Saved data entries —

PR #977, opened 2021-02-24
PA-2691 PA-2692

devinleighsmith:
Add Delete/Deny logic for subdivisions, with warning messages on the FE.


backend/api/Areas/Project/Controllers/DisposeController.cs
```diff
@@ -143,8 +143,8 @@ public async Task<IActionResult> UpdateProjectAsync(string projectNumber, Projec
         [System.Diagnostics.CodeAnalysis.SuppressMessage("Style", "IDE0060:Remove unused parameter", Justification = "To support standardized routes (/{projectNumber})")]
         public async Task<IActionResult> DeleteProjectAsync(string projectNumber, ProjectModel model)
         {
-            await _pimsService.Project.RemoveAsync(_mapper.Map<Entity.Project>(model));
-            return new JsonResult(model);
+            var project = await _pimsService.Project.RemoveAsync(_mapper.Map<Entity.Project>(model));
+            return new JsonResult(_mapper.Map<ProjectModel>(project));
```
devinleighsmith, line 147: The delete project was an interesting case. Didn't make sense to include all properties on a project within the project list view, which would provide the required metadata to know a subdivision exists on a project.

So instead what I went with was updating the delete api to return the properties. This allows the FE to display a warning after the delete occurs, which I think is fine in this case.

frontend/src/features/projects/assess/components/ReviewApproveActions.test.tsx
```diff
@@ -36,6 +38,7 @@ describe('Review Approve actions', () => {
   describe('approval button', () => {
     (useFormikContext as jest.Mock).mockReturnValue({
```
devinleighsmith, line 39: I want to comment on this, because I don't think this works the way the author thought it does.

Anything not included in a before() after() it or similar block runs simultaneously (not only during the test) In addition, mocking a value is a global action. 

This test mocks useFormikContext multiple times. All of those mocks affect all of the tests if you want to add something to the mocked formik object, you need to add id to all instances of this mock.

I have plans to circle back and fix this test, but just sharing what I learned here.

frontend/src/features/projects/assess/components/ReviewApproveActions.tsx
```diff
@@ -108,9 +114,21 @@ export const ReviewApproveActions = ({
...
-                : 'Are you sure you want to deny this project with the request for exemption? Please ensure to provide reasoning in the shared notes prior to clicking deny.'
+              <>
+                {!values.exemptionRequested
+                  ? `Are you sure you want to deny the project for Enhanced
+                Referral Process? Please ensure to provide reasoning in the shared notes prior to
+                clicking deny.`
+                  : `Are you sure you want to deny this project with the request for
+                exemption? Please ensure to provide reasoning in the shared notes prior to clicking
+                deny.`}
+                {hasSubdivisions && (
```
devinleighsmith, line 125: when denying, display the subdivision warning in the original warning message. We could decide to display this after the deny if we wanted, I just wanted to keep the # of clicks down.

frontend/src/features/projects/list/ProjectListView.tsx
```diff
@@ -97,14 +106,18 @@ const ProjectListView: React.FC<IProps> = ({ filterable, title, mode }) => {
   const agencies = useMemo(() => lookupCodes.getByType(API.AGENCY_CODE_SET_NAME), [lookupCodes]);
   const projectStatuses = useSelector<RootState, IStatus[]>(state => state.statuses as any);
   const keycloak = useKeycloakWrapper();
-  const [deleteId, setDeleteId] = React.useState<string | undefined>();
+  const [deleteProjectNumber, setDeleteProjectNumber] = React.useState<string | undefined>();
```
devinleighsmith, line 109: not actually changing how this works, just didn't like the variable name.

frontend/src/features/projects/common/strings.ts
```diff
@@ -49,3 +49,6 @@ export const appraisalDateWarning =
   'You have entered an appraisal date that is older then the current appraisal date stored in PIMS. Are you sure that you would like to update PIMS to use this older date?';
 export const tabErrorWarning =
   'Please correct all of the highlighted errors within the red coloured tab(s) before continuing.';
+export const deleteProjectWarning = 'Are you sure that you want to delete this project?';
+export const deletePotentialSubdivisionParcels =
+  'There are Potential Subdivision Parcels associated with this project in the PIMS Inventory. Please delete or re-use for another Disposal Project.';
```
agalbrai, line 54: This wording may be a bit ambiguous, when I read this I'm not sure if the second sentence is asking me to delete/re-use the project or the subdivision(s)

frontend/src/features/projects/list/ProjectListView.tsx
```diff
@@ -97,14 +106,18 @@ const ProjectListView: React.FC<IProps> = ({ filterable, title, mode }) => {
...
+  const [deletedProject, setDeletedProject] = React.useState<IProjectDetail | undefined>();
   const agencyIds = useMemo(() => agencies.map(x => parseInt(x.id, 10)), [agencies]);
   const agencyOptions = (agencies ?? []).map(c => mapLookupCodeWithParentString(c, agencies));
   const statuses = (projectStatuses ?? []).map(c => mapStatuses(c));
   const columns = useMemo(() => cols, []);
 
   // We'll start our table without any data
   const [data, setData] = useState<IProject[] | undefined>(undefined);
+  const hasSubdivisions = deletedProject?.properties?.some(
```
agalbrai, line 118: Looked into the "some" function, neat!

backend/dal/Services/Concrete/ProjectService.cs
```diff
@@ -555,19 +555,18 @@ public async System.Threading.Tasks.Task<Project> UpdateAsync(Project project)
...
         {
             project.ThrowIfNotAllowedToEdit(nameof(project), this.User, new[] { Permissions.ProjectDelete, Permissions.AdminProjects });
 
             var userAgencies = this.User.GetAgencies();
             var isAdmin = this.User.HasPermission(Permissions.AdminProjects);
             var originalProject = this.Context.Projects
                 .Include(p => p.Status)
-                .Include(p => p.Properties)
-                .ThenInclude(p => p.Parcel)
+                .Include(p => p.Properties).ThenInclude(p => p.Parcel).ThenInclude(p => p.Parcels)
```
Fosol, line 566: Why do you need to include `Parcels`?  Where you didn't need to include `Buildings` below?

Fosol (approved):

backend/dal/Services/Concrete/ProjectService.cs
devinleighsmith: this is to get the parent parcels of subdivisions, not relevant for buildings.

frontend/src/features/projects/common/strings.ts
devinleighsmith: This is just copy/pasted from the story.

jdtoombs (approved):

TRY IT — Whenever a line above contains "JsonResult", copy that line.

SOLUTION TO THIS EXERCISE —
-            return new JsonResult(model);
+            return new JsonResult(_mapper.Map<ProjectModel>(project));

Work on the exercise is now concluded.